# Licence fees to double



## boomer_x7 (Dec 19, 2008)

JOHNNY A said:


> Quit whining and hunt, *we could use the money in the DNR*. I don't care if you don't need CO's, *truth is we do to stop those crossbow window hunters *
> 
> 
> Posted using Outdoor Hub Campfire


DNR has plenty of money. They just choose to waste it!

IMO increased fees will only cause more poaching.


----------



## 1ludman (Jun 26, 2012)

Lets see there hasn't been a increase in license fees in ages and for what little it costs it a bargain. If you don't like the rates don't hunt or fish. The same people who bitch have no problem shelling out more money when it comes to cigarettes,booze, pot ,cell phones etc. Just like dining at a restraunt if you don't like the price don't go there.If $15-$30 is a financial hardship for you I'm sure you can pay for it with your bridge card.:gaga:


----------



## walleyeman2006 (Sep 12, 2006)

Lol this again...oh well at least I can deer and turkey and sometime goose hunt out my back door....honestly I think fees should be based on income ...and college kids should get free tags if they have grades above a certain level......but I think beer should be free...and rant threads are pointless

posted using Outdoor Hub Campfire


----------



## JimP (Feb 8, 2002)

Hm-m-m, seems some of this stuff has been covered in another thread started 2 weeks ago...a lot more specifics on actual proposed fees, links, comparisons, pro's and cons:

http://www.michigan-sportsman.com/forum/showthread.php?t=454839


----------



## boomer_x7 (Dec 19, 2008)

1ludman said:


> Lets see there hasn't been a increase in license fees in ages and for what little it costs it a bargain.
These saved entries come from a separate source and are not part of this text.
PR #5955, opened 2022-03-16
Fix/gui

hroest:
# Description

Several fixes that cause segfaults / memory leaks in TOPPView

- major bugfix for chromatogram view: use-after-free fixed for `layer` which caused random segfaults when viewing chromatograms.
- `Painter1DBase` needs a virtual destructor since its a base class, now the correct destructor is called (for derived, not base class)

### DIFF
--- a/src/openms_gui/source/VISUAL/DataSelectionTabs.cpp
+++ b/src/openms_gui/source/VISUAL/DataSelectionTabs.cpp
@@ -112,6 +112,13 @@ namespace OpenMS
     connect(this, &QTabWidget::tabBarDoubleClicked, this, &DataSelectionTabs::tabBarDoubleClicked);
   }
 
+  DataSelectionTabs::~DataSelectionTabs()
+  {
+    delete spectraview_controller_;
+    delete idview_controller_;
+    delete diatab_controller_;
+  }
+
   LayerDataBase* getCurrentLayerData(TOPPViewBase* tv)
   {
     PlotCanvas* cc = tv->getActiveCanvas();
--- a/src/openms_gui/source/VISUAL/TVSpectraViewController.cpp
+++ b/src/openms_gui/source/VISUAL/TVSpectraViewController.cpp
@@ -199,15 +199,16 @@ namespace OpenMS
       // only need to grab the one with the desired index
       ExperimentSharedPtrType exp_sptr = layer.getChromatogramData();
       auto ondisc_sptr = layer.getOnDiscPeakData();
+      auto annotation = layer.getChromatogramAnnotation();
+      String fname = layer.filename;
 
       widget_1d->canvas()->removeLayers();
 
       // fix legend and set layer name
-      String fname = layer.filename;
       String caption = fname + "[" + index + "]";
 
       // add chromatogram data as peak spectrum and update other controls
-      widget_1d->canvas()->addChromLayer(exp_sptr, ondisc_sptr, layer.getChromatogramAnnotation(), index, fname, caption, false);
+      widget_1d->canvas()->addChromLayer(exp_sptr, ondisc_sptr, annotation, index, fname, caption, false);
 
       tv_->updateBarsAndMenus(); // needed since we blocked update above (to avoid repeated layer updates for many layers!)
     }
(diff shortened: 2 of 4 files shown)


src/openms_gui/source/VISUAL/DataSelectionTabs.cpp
```diff
@@ -112,6 +112,13 @@ namespace OpenMS
     connect(this, &QTabWidget::tabBarDoubleClicked, this, &DataSelectionTabs::tabBarDoubleClicked);
   }
 
+  DataSelectionTabs::~DataSelectionTabs()
+  {
+    delete spectraview_controller_;
+    delete idview_controller_;
+    delete diatab_controller_;
```
hroest, line 119: @cbielow can you check whether that is okay? I did some testing and these came up with `TOPPView_test` as leaking memory but can you have a look at what the ownership model is here and whether its safe to destroy them? or are these still needed later? in my tests it all ran fine

src/openms_gui/source/VISUAL/TVSpectraViewController.cpp
```diff
@@ -236,13 +237,14 @@ namespace OpenMS
       // first get raw data (the full experiment with all chromatograms), we
       // only need to grab the ones with the desired indices
       ExperimentSharedPtrType exp_sptr = layer.getChromatogramData();
-      auto ondisc_sptr = layer.getOnDiscPeakData();
 
-      widget_1d->canvas()->removeLayers();
+      String fname = layer.filename;
+      auto annotation = layer.getChromatogramAnnotation();
+      auto ondisc_sptr = layer.getOnDiscPeakData();
+      widget_1d->canvas()->removeLayers(); // this actually deletes layer, make sure its not used any more
```
hroest, line 244: random segfaults result when `layer` is used after calling `widget_1d->canvas()->removeLayers();`

src/openms_gui/source/VISUAL/DataSelectionTabs.cpp
cbielow: +1
should be good.
I was wondering why I did not use a plain member, but its simply due to compilation time PIMPL.
We could simply make them members as well. Or switch to unique_ptr.

src/openms_gui/source/VISUAL/TVSpectraViewController.cpp
```diff
@@ -199,15 +199,16 @@ namespace OpenMS
       // only need to grab the one with the desired index
       ExperimentSharedPtrType exp_sptr = layer.getChromatogramData();
       auto ondisc_sptr = layer.getOnDiscPeakData();
+      auto annotation = layer.getChromatogramAnnotation();
```
cbielow, line 202: wow. That this worked in the first place, is suprising.
Could you please, for increased safety, add a local scope for `layer`, so people do not use it after `widget_1d->canvas()->removeLayers();` was called?

src/openms_gui/source/VISUAL/TVSpectraViewController.cpp
cbielow: nice fix

cbielow (approved):

src/openms_gui/source/VISUAL/TVSpectraViewController.cpp
hroest: > That this worked in the first place, is suprising.

I dont think it did, hence the random segfaults...it *kinda* worked as the reference/ptr was still valid for a small while and so for `TVSpectraViewController::activate1DSpectrum(int index)` it actually worked since there is no memory allocation between deleting and `use-after-free` but for the second function with the loop it did not work since new memory was allocated in the mean time.

The scope is actually quite a bit of code to add so I am not sure if its worth it since surely, *surely* we wont make the same error twice?!
```
diff --git a/src/openms_gui/source/VISUAL/TVSpectraViewController.cpp b/src/openms_gui/source/VISUAL/TVSpectraViewController.cpp
index 2aff7fb57d..e21e83896e 100644
--- a/src/openms_gui/source/VISUAL/TVSpectraViewController.cpp
+++ b/src/openms_gui/source/VISUAL/TVSpectraViewController.cpp
@@ -181,12 +181,27 @@ namespace OpenMS
     if (widget_1d == nullptr) return;
     if (widget_1d->canvas()->getLayerCount() == 0) return;
 
-    LayerDataBase& layer = widget_1d->canvas()->getCurrentLayer();
+    ExperimentSharedPtrType exp_sptr;
+    boost::shared_ptr<OpenMS::OnDiscMSExperiment> ondisc_sptr;
+    boost::shared_ptr<OpenMS::OSWData> annotation;
+    String fname;
+    bool is_chromatogram;
+
+    // local scope for layer since we delete it later with removeLayers() and
+    // dont want to accidentially use it
+    {
+      LayerDataBase& layer = widget_1d->canvas()->getCurrentLayer();
+      exp_sptr = layer.getChromatogramData();
+      ondisc_sptr = layer.getOnDiscPeakData();
+      annotation = layer.getChromatogramAnnotation();
+      fname = layer.filename;
+      is_chromatogram = layer.chromatogram_flag_set();
+    }
 
     // If we have a chromatogram, we cannot just simply activate this spectrum.
     // we have to do much more work, e.g. creating a new experiment with the
     // new spectrum.
-    if (!layer.chromatogram_flag_set())
+    if (!is_chromatogram)
     {
       widget_1d->canvas()->activateSpectrum(index);
     }
@@ -197,10 +212,6 @@ namespace OpenMS
 
       // first get raw data (the full experiment with all chromatograms), we
       // only need to grab the one with the desired index
-      ExperimentSharedPtrType exp_sptr = layer.getChromatogramData();
-      auto ondisc_sptr = layer.getOnDiscPeakData();
-      auto annotation = layer.getChromatogramAnnotation();
-      String fname = layer.filename;
 
       widget_1d->canvas()->removeLayers();
```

If you don't like the rates don't hunt or fish. The same people who bitch have no problem shelling out more money when it comes to cigarettes,booze, pot ,cell phones etc. Just like dining at a restraunt if you don't like the price don't go there.If $15-$30 is a financial hardship for you I'm sure you can pay for it with your bridge card.:gaga:


So we should increase the fees.... because we can


----------



## zfishman (Dec 21, 2008)

I don't have a problem with the proposed fee increases as long as the money stays in the fish and game fund.


----------



## glockman55 (Mar 9, 2006)

zfishman said:


> I don't have a problem with the proposed fee increases as long as the money stays in the fish and game fund.


Same here,


----------



## 1ludman (Jun 26, 2012)

boomer_x7 said:


> So we should increase the fees.... because we can


 I assume you don't go to the movies or rent dvd's , own a cell phone,car,house,computer all of these have seen fee increases as I stated if you can't afford to participate then you can always stay home.:gaga::gaga:


----------



## BallsRdragn (Jul 21, 2005)

boomer_x7 said:


> DNR has plenty of money. They just choose to waste it!
> 
> IMO increased fees will only cause more poaching.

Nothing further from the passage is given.